[Stored items from a collection]
= = =
PR #723, opened 2020-10-22
Validate alter table add fk

eolivelli:
- Validate FK constraint while issuing an ALTER TABLE ADD ... FOREIGN KEY ...
- Take current transaction into consideration
- Please remember that ALTER TABLE implicitly commits the transaction


eolivelli:
This a draft, missing test cases

diegosalvi (approved):

PR #646, opened 2020-10-16
chore(baremetal): add cassettes testing

remyleone:


scaleway/resource_baremetal_server_test.go
```diff
@@ -40,25 +40,28 @@ func testSweepBaremetalServer(_ string) error {
 	})
 }
 
-func TestAccScalewayBaremetalServerMinimal1(t *testing.T) {
+func TestAccScalewayBaremetalServer_Basic(t *testing.T) {
+	tt := NewTestTools(t)
+	defer tt.Cleanup()
+
 	SSHKeyName := newRandomName("ssh-key")
```
jerome-quere, line 47: We should be careful with randomness and cassettes

jerome-quere (changes requested):

jerome-quere (approved):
= = =
Exercise requirements | Scan the records above and show every line in which the word "func" occurs.

Response area |
@@ -40,25 +40,28 @@ func testSweepBaremetalServer(_ string) error {
-func TestAccScalewayBaremetalServerMinimal1(t *testing.T) {
+func TestAccScalewayBaremetalServer_Basic(t *testing.T) {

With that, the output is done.